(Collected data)
━━━
PR #103, opened 2017-04-18
CLI: Allow for running all events with a given action

### LINKED ISSUE #102: CLI: provide option to run all events with a given action
`wp cron-control events run` only accepts a single ID, leaving no way to run all jobs with a given action. Like the `delete` command, `run` should accept either an ID or an action.

ethitter:
Unlike the option provided by WP-CLI, this will set the lock to block regular requests from also running the event, and can provide a better UI for running many events (akin to the delete command).

Fixes #102

### DIFF
--- a/includes/class-events.php
+++ b/includes/class-events.php
@@ -270,7 +270,7 @@ class Events extends Singleton {
 	 * @param $event array Event data
 	 */
 	private function prime_event_action_lock( $event ) {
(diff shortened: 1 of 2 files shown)


ethitter:
The delete-by-action and run-by-action methods are nearly identical, save for the wording displayed  to the end user, and the method called to complete the desired process. It shouldn't be difficult to introduce a generic helper to replace much of the duplication.

ethitter:
An option to run all pending events could be nice, too.

ethitter:
See #132

PR #108, opened 2017-05-15
Allow whitelisted events to run concurrently

### LINKED ISSUE #106: Consider allowing multiple instances of the same job to run at once
On sites that queue up many of the same type of job, only running one at a time can cause large backlogs, depending on volume.

Should we allow up to the max global concurrency, dropping the per-event lock? Or, allow tweaking the per-event rate limiter on a per-event basis. The former is more set-and-forget.

ethitter:
In some circumstances, multiple events with the same action can safely run in parallel. This is usually not the case, largely due to Core's alloptions, but sometimes an event is written in a way that we can support concurrent executions.

Fixes #106

### DIFF
--- a/includes/class-events.php
+++ b/includes/class-events.php
@@ -353,7 +353,14 @@ class Events extends Singleton {
 	 * @return bool
 	 */
 	private function reset_event_lock( $event ) {
-		return Lock::reset_lock( $this->get_lock_key_for_event_action( $event ), JOB_LOCK_EXPIRY_IN_MINUTES * \MINUTE_IN_SECONDS );
+		$lock_key = $this->get_lock_key_for_event_action( $event );
+		$expires  = JOB_LOCK_EXPIRY_IN_MINUTES * \MINUTE_IN_SECONDS;
+
+		if ( isset( $this->concurrent_action_whitelist[ $event->action ] ) ) {
+			return Lock::free_lock( $lock_key, $expires );
+		} else {
+			return Lock::reset_lock( $lock_key, $expires );
+		}
 	}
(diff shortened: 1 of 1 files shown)


ethitter:
The easiest way to test this will likely be to create a large number of test posts using `wp post generate`, scheduled for the near future. Then, the `publish_future_post` action should be whitelisted for concurrency and the `a8c_cron_control_force_publish_missed_schedules` internal job disabled. With these preparations, the plugin can be executed normally, and the backlog monitored for concurrent processing.

ethitter:
ie, to allow two concurrent publish events:

```
add_filter( 'a8c_cron_control_concurrent_event_whitelist', function( $wh ) {
	$wh['publish_future_post'] = 2;

	return $wh;
} );
```

includes/class-events.php
```diff
@@ -48,6 +53,22 @@ public function prepare_environment() {
...
+	 * Some events, however, are fine to run concurrently, and should be whitelisted for such
+	 */
+	public function populate_concurrent_action_whitelist() {
+		$concurrency_whitelist = apply_filters( 'a8c_cron_control_concurrent_event_whitelist', array() );
+
+		if ( is_array( $concurrency_whitelist ) && ! empty( $concurrency_whitelist ) ) {
+			$this->concurrent_action_whitelist = $concurrency_whitelist;
+		}
+
+		unset( $concurrency_whitelist );
```
mjangda: Minor: this unset is unnecessary.

ethitter: :man_facepalming:

PR #111, opened 2017-06-15
Split queue to separate long-running events

ethitter:
When dedicated resources are available for long-running or resource-intensive events, these should be identified separately from "regular" events. This is done by providing a whitelist that event actions can be added to, which will cause the REST API response to list those separately.


ethitter:
With the introduction of the CLI runner via #114, this isn't necessary. Multiple runners, plus the queue-size controls and concurrency whitelist provided, should be sufficient to handle long-running events.

PR #112, opened 2017-06-16
Removing unused global $wpdb variable

david-binda:
The `$wpdb` variable is not being used in \Automattic\WP\Cron_Control\CLI\Events::get_events() methods and thus is not necessary to be made accessible in there.


ethitter:
Nice catch! Missed this in #89.

PR #114, opened 2017-07-05
Support running events via CLI

ethitter:
As an alternative to gathering and running events via REST API endpoints, this provides CLI commands and a Go program to accomplish the same.

The Go runner uses goroutines and workers to asynchronously gather and execute events. Events are polled for every 60 seconds, and run as soon as a worker is available. A Sysvinit script is provided to manage the runner.


ethitter:
I need to confirm that the `site list` call won't be impacted by a low default per-page value. Support for paging through site list will probably be necessary, to support large multisites.

ethitter:
An argument for network ID might be necessary, although multinetwork is pretty rare.

ethitter:
It's currently possible for long-running jobs to tie up all available workers. I'm not sure if this will be a problem in practice, or just a theoretical one. Separate queues (#111), or heartbeats from the workers, could address this.

Resource exhaustion may be another concern with the above, beyond the poor user experience of stuck cron.

ethitter:
Since all WP interactions follow the initial `wp cron-control orchestrate get-info` call, we can add a kill switch to that return data, available via a filter, option, or something else. Perhaps a WP-CLI command to set the option, too.

ethitter:
With the exception of the issue of long-running events tying up all workers ([#](https://github.com/Automattic/Cron-Control/pull/114#issuecomment-313260154)), the issues I've noted have been addressed, so this is ready for review. I'm still pondering how to deal with long-running events.

runner/runner.go
```diff
@@ -0,0 +1,366 @@
...
+func heartbeat() {
+	if heartbeatInt == 0 {
+		logger.Println("heartbeat disabled")
+		return
+	}
+
+	interval := time.Duration(heartbeatInt) * time.Second
+	time.Sleep(interval)
+
+	for true {
```
joshbetz: Minor: `true` is superfluous here. Can just be

```
for {
    // Do stuff
}
```

runner/runner.go
```diff
@@ -0,0 +1,366 @@
...
+const runEventsBreak time.Duration = time.Second * 10
+
+func init() {
+	flag.StringVar(&wpCliPath, "cli", "/usr/local/bin/wp", "Path to WP-CLI binary")
+	flag.IntVar(&wpNetwork, "network", 0, "WordPress network ID, `0` to disable")
+	flag.StringVar(&wpPath, "wp", "/var/www/html", "Path to WordPress installation")
+	flag.IntVar(&workersGetEvents, "workers-get", 1, "Number of workers to retrieve events")
+	flag.IntVar(&workersRunEvents, "workers-run", 5, "Number of workers to run events")
+	flag.IntVar(&heartbeatInt, "heartbeat", 60, "Heartbeat interval in seconds")
+	flag.StringVar(&logDest, "log", "os.Stdout", "Log path, omit to log to Stdout")
```
joshbetz: For simplicity, we could send debug logs to stdout and error logs to stderr and let whatever is running this redirect output?

runner/runner.go
```diff
@@ -0,0 +1,366 @@
...
+
+	for event := range queue {
+		workerEvents <- event
+	}
+
+	close(workerEvents)
+}
+
+func retrieveSitesPeriodically(sites chan<- site) {
+	for true {
```
joshbetz: Can just be `for {`

ethitter: Oh nice.

Now I have to resist the urge to define `evar` to `true` and use that instead... 😄

runner/runner.go
ethitter: Since this is intended to be run as a daemon controlled through Sysvinit/systemd, I wanted consistency in how the runner's options are set. That said, the answer to your question is yes, the defaults file could handle log destinations.

ethitter:
- [ ] Improve output for configuration errors

Currently just displays usage instructions, without indicating what's wrong.

runner/runner.go
```diff
@@ -0,0 +1,379 @@
...
+		subcommand = append(subcommand, fmt.Sprintf("--network=%d", wpNetwork))
+	}
+
+	wpCli := exec.Command(wpCliPath, subcommand...)
+	wpOut, err := wpCli.CombinedOutput()
+	wpOutStr := string(wpOut)
+
+	if err != nil {
+		if debug {
+			logger.Printf("%s - %s", err, wpOutStr)
```
ethitter: The error from `exec.Command` has been sufficient in my experience. WP-CLI is generally very explicit when it protests.

runner/runner.go
```diff
@@ -0,0 +1,379 @@
...
+		var err error
+		*path, err = filepath.Abs(*path)
+
+		if err != nil {
+			fmt.Printf("Error: %s", err.Error())
+			os.Exit(3)
+		}
+
+		if _, err = os.Stat(*path); os.IsNotExist(err) {
+			usage()
```
ethitter: Definitely, this needs improvement. #124 is open, but really should be resolved via this PR.

runner/runner.go
```diff
@@ -0,0 +1,379 @@
...
+		} else if heartbeatInt > 0 {
+			atomic.AddUint64(&eventRunErrCount, 1)
+		}
+
+		time.Sleep(runEventsBreak)
+	}
+}
+
+func runWpCliCmd(subcommand []string) (string, error) {
+	subcommand = append(subcommand, "--allow-root", "--quiet", fmt.Sprintf("--path=%s", wpPath))
```
ethitter: It's necessary anytime we request data in JSON format, as it suppresses the "informational" stuff that commands include. Without it, we often don't get a string that can be unmarshalled.

runner/runner.go
```diff
@@ -0,0 +1,379 @@
...
+		logger.Printf("<heartbeat eventsSucceededSinceLast=%d eventsErroredSinceLast=%d>", successCount, errCount)
+
+		time.Sleep(interval)
+	}
+}
+
+func getSites() ([]site, error) {
+	siteInfo, err := getInstanceInfo()
+	if err != nil {
+		return make([]site, 0), err
```
ethitter: Only if the function that threw the error returns the same data type, which isn't the case here. `getInstanceInfo()` returns a `siteInfo` struct. I'll check the other cases, but I believe that I've only used `make` where a different data type is called for.

includes/wp-cli/class-orchestrate-runner.php
```diff
@@ -0,0 +1,99 @@
...
+	public function run_event( $args, $assoc_args ) {
+		if ( 0 !== \Automattic\WP\Cron_Control\Events::instance()->run_disabled() ) {
+			\WP_CLI::error( __( 'Automatic event execution is disabled', 'automattic-cron-control' ) );
+		}
+
+		$timestamp = \WP_CLI\Utils\get_flag_value( $assoc_args, 'timestamp', null );
+		$action    = \WP_CLI\Utils\get_flag_value( $assoc_args, 'action',    null );
+		$instance  = \WP_CLI\Utils\get_flag_value( $assoc_args, 'instance',  null );
+
+		if ( ! is_numeric( $timestamp ) || ! is_string( $action ) || ! is_string( $instance ) ) {
```
ethitter: Good call. Goes along with #124 and related comments here.

> makes it far easier to fix issues when you know exactly what's wrong

But that takes all the fun out of debugging! ;)

includes/wp-cli/class-orchestrate-runner.php
```diff
@@ -0,0 +1,99 @@
...
+		if ( $timestamp > $now ) {
+			\WP_CLI::error( sprintf( __( 'This event is not scheduled to run until %1$s GMT', 'automattic-cron-control' ), date( TIME_FORMAT, $timestamp ) ) );
+		}
+
+		// Run the event
+		$run = \Automattic\WP\Cron_Control\run_event( $timestamp, $action, $instance );
+
+		if ( is_wp_error( $run ) ) {
+			\WP_CLI::error( $run->get_error_message() );
+		} elseif ( is_array( $run ) && isset( $run['success'] ) && true === $run['success'] ) {
```
ethitter: Nope! `run_event()` will only return a `WP_Error` or an array.

runner/runner.go
```diff
@@ -0,0 +1,379 @@
...
+	}
+
+	wpCli := exec.Command(wpCliPath, subcommand...)
+	wpOut, err := wpCli.CombinedOutput()
+	wpOutStr := string(wpOut)
+
+	if err != nil {
+		if debug {
+			logger.Printf("%s - %s", err, wpOutStr)
+			logger.Println(fmt.Sprintf("%+v\n", subcommand))
```
ethitter: Nope

ethitter:
> For the go runner, it's not actually clear to me how we're actually splitting off into multiple workers/queues since we use the same object reference for the events/queue object. Maybe worthwhile to write up something that walks through a high-level summary of the runner?

For sure. I made liberal use of goroutines and channels, so it's a bit opaque. I'll work on something.

For now, hopefully this helps. There are two worker pools. One is persistent and processes individual cron events. The second pool is transient and exists only to collect events from sites. The second pool uses a channel to pass events to the first pool. The transient pool is spawned every sixty seconds (okay, sixty seconds after the last completion) by yet another goroutine, which ensures that site addition and retirement is respected in short order. There are other channels, which are used for internal coordination. I'll distill this into the readme.

runner/runner.go
```diff
@@ -0,0 +1,379 @@
...
+
+	for event := range queue {
+		workerEvents <- event
+	}
+
+	close(workerEvents)
+}
+
+func retrieveSitesPeriodically(sites chan<- site) {
+	for {
```
joshbetz: Instead of calling `time.Sleep` between runs, we can do:

```
for range time.Tick(time.Second) {
}
```

You can convert `getEventsLoops` to a `time.Duration` and pass that to `time.Tick()`.

runner/runner.go
joshbetz: Can we return `nil, err` instead of a site array?

runner/runner.go
```diff
@@ -0,0 +1,379 @@
...
+	sites := make([]site, 0)
+	sites = append(sites, site{URL: siteInfo.Siteurl})
+
+	return sites, nil
+}
+
+func getInstanceInfo() (siteInfo, error) {
+	raw, err := runWpCliCmd([]string{"cron-control", "orchestrate", "runner-only", "get-info", "--format=json"})
+	if err != nil {
+		return siteInfo{}, err
```
joshbetz: Similarly to above, I would return a nil pointer instead of an empty siteInfo object.

runner/runner.go
mjangda: Makes sense; we should add an inline comment noting that.

runner/runner.go
ethitter: Neat!

includes/wp-cli/class-orchestrate-runner.php
```diff
@@ -0,0 +1,99 @@
...
+		}
+
+		// Prepare environment
+		if ( ! defined( 'DOING_CRON' ) ) {
+			define( 'DOING_CRON', true );
+		}
+
+		$now = time();
+		if ( $timestamp > $now ) {
+			\WP_CLI::error( sprintf( __( 'This event is not scheduled to run until %1$s GMT', 'automattic-cron-control' ), date( TIME_FORMAT, $timestamp ) ) );
```
ethitter: True. I'll update the message and fix the date format. There are a few unrelated commands that likely need similar updates.

runner/runner.go
ethitter: One small side-effect, which I'm not bothered by: the "sleep" now happens at the start of the loop, so the first event retrieval is "delayed."

runner/runner.go
ethitter: It won't work in this function:

> cannot use nil as type siteInfo in return argument

runner/runner.go
ethitter: Looks like it. I could've sworn that it errored, but the `make`s can be replaced with `nil`s. Returning a struct doesn't fare as well: https://github.com/Automattic/Cron-Control/pull/114/files#r131281577.

includes/class-events.php
```diff
@@ -23,15 +26,37 @@ protected function class_init() {
...
 		add_action( 'after_setup_theme', array( $this, 'populate_concurrent_action_whitelist' ) );
 	}
 
 	/**
+	 * Set initial options that control event behaviour
+	 */
+	public function prime_options() {
+		// Prime option to disable automatic execution
+		if ( is_admin() || ( defined( 'WP_CLI' ) && \WP_CLI ) || false !== get_endpoint_type() ) {
+			add_option( self::DISABLE_RUN_OPTION, 0, null, false );
```
ethitter: Given the limited applicability, I'm inclined to remove the priming entirely, and move the `get_option()` call to `run_disabled()`. The option is only checked during CLI and REST requests, so loading it on every request is unnecessary.

runner/runner.go
```diff
@@ -0,0 +1,379 @@
...
+	Instance  string
+}
+
+var (
+	wpCliPath string
+	wpNetwork int
+	wpPath    string
+
+	workersGetEvents int
+	workersRunEvents int
```
ethitter: It's fine with me. Doesn't change the flags used, which is good at this point.

runner/runner.go
joshbetz: I guess because it's expecting an object rather than a pointer.

ethitter:
I think that `getEventsLoop` should be shorter or configurable, to reduce worker idleness and support heavier use.

ethitter:
Runner should alert earlier, exit, or both, if CLI commands aren't present. Right now, the runner doesn't handle well a situation where the plugin isn't installed/activated on the target WP instance.

PR #115, opened 2017-07-05
Introduce CLI command to run events using data available from REST commands

ethitter:
`events run` only accepts an ID, while `rest-api get-queue` does not include IDs.


ethitter:
Closing in favor of #114.

PR #116, opened 2017-07-19
Add New Relic logging

philipjohn:
Use New Relic where available to monitor API requests and log some meta data.

### DIFF
--- a/includes/class-events.php
+++ b/includes/class-events.php
@@ -302,13 +302,17 @@ class Events extends Singleton {
 	private function can_run_event( $event ) {
 		// Limit to one concurrent execution of a specific action by default
 		$limit = 1;
-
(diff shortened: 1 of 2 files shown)


ethitter:
Let's wait until D6453-code has reported some data before modifying the plugin itself.

If this does prove necessary, the approach should be to include actions in Cron Control, and hook to those from VIP Go's mu-plugins. I don't want to clutter the plugin itself with code specific to our platform.

ethitter:
Thanks to D6453-code and #118, I don't think this is necessary. If we decide otherwise, this needs to be reworked to use hooks.

simonwheatley:
I think there's some benefit to naming the transactions and adding custom parameters to clearly identify the transactions in New Relic, so I advocate for refactoring this to actions and something in our MU plugins.

PR #189, opened 2020-04-09
Split the heartbeat from site retrieval

joshbetz:
Rather than inherently recording a heartbeat when the site list is 
retrieved, we'll do it when the runner records a heartbeat. The heartbeat
process is async whereas site list retrieval is actually blocked by running
events. For example, if events take longer than the event interval to run,
it will take longer than the event interval to get the list of sites. We
were seeing some issues in production where it was taking longer than 3x
the event interval to run events and hosts were being removed from
processing. Recording heartbeats completely async every heartbeat_interval
should resolve this.


joshbetz:
@darthhexx this should be ready to go. I can get the WP-CLI command deployed if this looks OK. There are a couple extra things in here that made testing locally easier, but I can remove them if you want. Namely, the mockcli to mock the necessary WP-CLI commands, more verbose errors when JSON parsing fails, and force exit immediately on the second SIGINT.

PR #194, opened 2020-07-20
Site List: Remove unnecessary switch_to_blog

joshbetz:
The `get_home_url()` function calls `switch_to_blog()` and `restore_current_blog()` internally.

First, `restore_current_blog()` is basically `switch_to_blog()` in reverse. In this context, we don't actually care about switching back. We only want this one option for every site, so switching back is a waste of time. After we get the option, we're just outputting it.

More importantly though, `switch_to_blog()` is expensive and not necessary. We're only using the home URL for the scheme, which is unnecessary for a "URL" that gets passed to WP-CLI. The domain + path is enough (i.e. `wp --url=example.com/subsite`). It also seems a little silly, in this context at least, to do a full `switch_to_blog()` to query this one database option. It seems like we just need to know the table name and from there could query the options table directly. The expensive part of `switch_to_blog()` is where we re-initialize the object cache, thus wiping out all auto-loaded options.

### DIFF
--- a/includes/wp-cli/class-orchestrate-sites.php
+++ b/includes/wp-cli/class-orchestrate-sites.php
@@ -60,11 +60,6 @@ class Orchestrate_Sites extends \WP_CLI_Command {
 			// Don't use home or siteurl since those don't always match up with the `wp_blogs` entry.
 			// That can result in a "site not found" when passed via the `--url` WP-CLI param.
 			// Instead, construct the URL from data in the `wp_blogs` table.
-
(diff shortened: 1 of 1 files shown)


joshbetz:
Also noting that this is only possible after https://github.com/Automattic/Cron-Control/pull/193, where we use the domain and path directly. We were previously using the `get_home_url()` output.

joshbetz:
r1042-deploy

darthhexx:
Thanks for taking care of this @joshbetz

PR #196, opened 2020-09-10
Lower force publish missed scheduled posts to 2 minutes

joshbetz:
This job is a significant % of all jobs across VIP Go and likely causing more problems than it currently solves by delaying other jobs. Since this is just a backup method, 2 minutes should be plenty.

This is just a first step. We should look at how useful this job really is in practice. Does it still make sense to have this job scheduled on all sites? Should we have a lower default (5 minutes? 10 minutes?) that individual sites can override? Should the force schedule job be a separate plugin altogether?

### DIFF
--- a/includes/class-internal-events.php
+++ b/includes/class-internal-events.php
@@ -60,7 +60,7 @@ class Internal_Events extends Singleton {
 	private function prepare_internal_events() {
 		$internal_events = array(
 			array(
-				'schedule' => 'a8c_cron_control_five_minute',
+				'schedule' => 'a8c_cron_control_minute',
 				'action'   => 'a8c_cron_control_force_publish_missed_schedules',
 				'callback' => array( $this, 'force_publish_missed_schedules' ),
 			),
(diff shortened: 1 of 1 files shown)


nickdaugherty (approved):

mjangda:
> Does it still make sense to have this job scheduled on all sites?

If we can guarantee a high degree of reliability for the cron system (e.g. fix problems with backlogged jobs), the need for this backup job goes away.

joshbetz:
> If we can guarantee a high degree of reliability for on-time execution with the cron system

If jobs are delayed, wouldn't these also be delayed?

ethitter:
The internal jobs should only be delayed in a situation where a site has an insufficient number of cron runners or an excessive number of long-running client jobs, preventing the queue from being processed in a timely manner. Those same conditions apply to internal jobs delaying client jobs. The intent was for the internal jobs to run consistently but without interfering with client jobs, which seems no longer to be the case.

PR #197, opened 2020-11-04
Don't schedule internal events in REST context

joshbetz:
Every call to wp_next_scheduled is a request to the object cache for the full cron option. We have 4 internal events, so that's 4 additional object cache requests on every REST API request. Limiting cron scheduled, as much as possible, to wp-admin will reduce load on our object cache.


mjangda (approved):
👍

WPprodigy:
Do we know why this was originally added? Best I can think of is for situations where a site is fully decoupled and the WP dashboard is never used - so `admin_init` would not be reliable to ensure schedules.

The trade-off on losing that and gaining this performance definitely seems acceptable though.

joshbetz:
@WPprodigy Yep, I think that's right and agree.

PR #208, opened 2021-08-16
Runner: Support PHP-FPM for wp-cli invocation

joshcoughlan:
1. You can now pass `-fpm-url=unix:///var/run/fastcgi.sock` and the runner will invoke a shim over FastCGI that runs WP-CLI in the fcgi context. This makes opcache work, so we do not recompile WordPress from PHP sources to bytecode every single time.
2. For comparison, a simple `wp option get home` takes 270ms over FPM, and 550ms using naïve wp-cli.
3. NOTE: `remote.go` still invokes wp-cli directly, so we do not need to worry about compatibility of _every conceivable_ wp-cli command with the shim.

If you do not pass the `-fpm-url` argument, the current behavior is unchanged (the runner will shell out to wp-cli for everything)


runner/runner.go
```diff
@@ -15,6 +15,8 @@ import (
 	"sync/atomic"
 	"syscall"
 	"time"
+	
+	"github.com/yookoala/gofast"
```
bnu0, line 19: can we use `github.com/kanocz/fcgi_client` here, so it shares dependencies with https://github.com/Automattic/php-fpm-exporter

runner/runner.go
```diff
@@ -110,7 +124,7 @@ func main() {
 	gEventRetrieversRunning = make([]bool, numGetWorkers)
 	gEventWorkersRunning = make([]bool, numRunWorkers)
 
-	if gMetricsListenAddr != "" {
+	if !fpm && gMetricsListenAddr != "" {
```
bnu0, line 127: why do we disable metrics when using fpm?

runner/runner.go
joshcoughlan: That was going to be my initial approach, but it doesn't look like that project is still active. There was another reason I decided to go with this other fgci client implementation, but I'll have to take another look at fcgi_client to remember what that reason was.

runner/runner.go
joshcoughlan: My impression was that if fpm is being used we wouldn't be getting any useful metrics anyways. If we want to allow it to listen and grab whatever metrics are getting updated I'm ok with that.

includes/fpm-cron-runner.php
```diff
@@ -0,0 +1,53 @@
...
+	$GLOBALS['argv'] = $cli_args;
+	// phpcs:ignore
+	$_SERVER['argv'] = $cli_args;
+
+	define( 'WP_CLI_ROOT', 'phar:///usr/local/bin/wp.phar/vendor/wp-cli/wp-cli' );
+	define( 'STDIN', fopen( 'php://input', 'r' ) );
+	define( 'STDOUT', fopen( 'php://output', 'w' ) );
+	define( 'STDERR', fopen( 'php://output', 'w' ) );
+
+	require_once WP_CLI_ROOT . '/php/wp-cli.php';
```
bnu0, line 52: You can require directly from a phar, using something like:

```php
require_once('phar://path/to/wpcli.phar/directory/inside/file.php')
```

includes/fpm-cron-runner.php
```diff
@@ -0,0 +1,53 @@
+<?php
+
+//
+// This file is being templated and managed by Kubernetes wpvip-operator.
+//
+
+//
+// An init container will be needed that runs something along the lines of
```
bnu0, line 8: We can put the wpcli phar inside the chroot in the image build even. Or extract it, but see my other comment regarding that.

runner/runner.go
```diff
@@ -83,6 +88,8 @@ func init() {
 	flag.StringVar(&logDest, "log", "os.Stdout", "Log path, omit to log to Stdout")
 	flag.StringVar(&logFormat, "log-format", "JSON", "Log format, 'Text' or 'JSON'")
 	flag.BoolVar(&debug, "debug", false, "Include additional log data for debugging")
+	flag.BoolVar(&fpm, "fpm", false, "Use FPM to run jobs")
+	flag.StringVar(&fpmUrl, "fpm-url", "unix:///var/run/fastcgi.sock", "Url for the php-fpm server or socket")
```
bnu0, line 92: I would just default this to the empty string `""` and providing a value here also enables fpm, so we do not need a separate book variable. This is fairly standard golang, using the "zero" value of a type to represent absence.

runner/runner.go
```diff
@@ -464,6 +473,78 @@ func runEvents(workerID int, events <-chan event) {
...
+		kv := strings.Split(s, "=")
+		k := kv[0]
+		v  := ""
+		if len(kv) == 1 && strings.HasPrefix(k, "--") {
+			queryData.Add(kv[0], "true")
+		} else if len(kv) == 1 {
+			queryData.Add("subcommands", kv[0])
+		} else if len(kv) == 2 {
+			queryData.Add(kv[0], kv[1])
+		} else if len(kv) > 2 {
```
bnu0, line 541: You can use `strings.SplitN` to avoid this case

runner/runner.go
```diff
@@ -464,6 +473,78 @@ func runEvents(workerID int, events <-chan event) {
...
+		path = fpmUrl.Fragment
+	}
+	
+	if fpmUrl.Scheme == "unix" {
+		host = fpmUrl.Path
+	}
+	
+	fcgi, err := fcgiclient.Dial(fpmUrl.Scheme, host)
+	if err != nil {
+		log.Printf("fastcgi Dial failed: %s\n", err)
```
bnu0, line 499: I think we need to `return "", err` here and a bunch of similar ones below...

runner/runner.go
```diff
@@ -464,6 +473,78 @@ func runEvents(workerID int, events <-chan event) {
...
+	env["WP_CLI_ROOT"] = "/usr/local/wp-cli"
+	// This script needs to be injected into $WP_CLI_ROOT by wpvip-operator
+	env["SCRIPT_FILENAME"] = "/var/www/wp-content/mu-plugins/cron-control/includes/fpm-cron-runner.php"
+	env["GATEWAY_INTERFACE"] = "FastCGI/1.0"
+	env["REQUEST_METHOD"] = "POST"
+	env["CONTENT_TYPE"] = "application/x-www-form-urlencoded"
+	return env
+}
+
+func buildFpmQuery(subcommand []string) string {
```
bnu0, line 529: It feels like it would just be easier to Json encode this array and decode it in php, than having to mess with posting a proper form...

includes/fpm-cron-runner.php
joshcoughlan: You can, but WP_CLI_ROOT is used elsewhere in the cli and so pointing that to the proper path within the phar I thought was best.

runner/runner.go
joshcoughlan: Ok. will do

runner/runner.go
```diff
@@ -464,6 +473,78 @@ func runEvents(workerID int, events <-chan event) {
...
+	
+	if path == "" || fpmUrl.Scheme == "unix" {
+		path = fpmUrl.Fragment
+	}
+	
+	if fpmUrl.Scheme == "unix" {
+		host = fpmUrl.Path
+	}
+	
+	fcgi, err := fcgiclient.Dial(fpmUrl.Scheme, host)
```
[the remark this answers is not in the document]
joshcoughlan: erm... yeah. Good catch.

runner/runner.go
joshcoughlan: I don't see how that would do what this is doing. This is distinguishing between positional args, flags, and kwargs.

runner/runner.go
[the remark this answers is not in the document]
joshcoughlan: done

runner/runner.go
joshcoughlan: Done... I think

runner/runner.go
joshcoughlan: I don't really have a good answer for you on this one. I thought about it, but I'm just not sure how to preserve the positional args in json. I guess maybe nesting the subcommands (positionals)? It doesn't seem like it would be a whole lot better to me. I think the problem is more on the receiving end and that it is a cli being hacked on.

includes/fpm-cron-runner.php
joshcoughlan: I think you may have posted this before I changed it to use the phar directly and I didn't see it?

bnu0 (approved):
LGTM 😎

joshcoughlan:
LGTM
━━━
ACTIVITY → All lines of the entries containing the string "seems" must be shown in full.

OUTPUT OF THE EXERCISE →
More importantly though, `switch_to_blog()` is expensive and not necessary. We're only using the home URL for the scheme, which is unnecessary for a "URL" that gets passed to WP-CLI. The domain + path is enough (i.e. `wp --url=example.com/subsite`). It also seems a little silly, in this context at least, to do a full `switch_to_blog()` to query this one database option. It seems like we just need to know the table name and from there could query the options table directly. The expensive part of `switch_to_blog()` is where we re-initialize the object cache, thus wiping out all auto-loaded options.
The internal jobs should only be delayed in a situation where a site has an insufficient number of cron runners or an excessive number of long-running client jobs, preventing the queue from being processed in a timely manner. Those same conditions apply to internal jobs delaying client jobs. The intent was for the internal jobs to run consistently but without interfering with client jobs, which seems no longer to be the case.
The trade-off on losing that and gaining this performance definitely seems acceptable though.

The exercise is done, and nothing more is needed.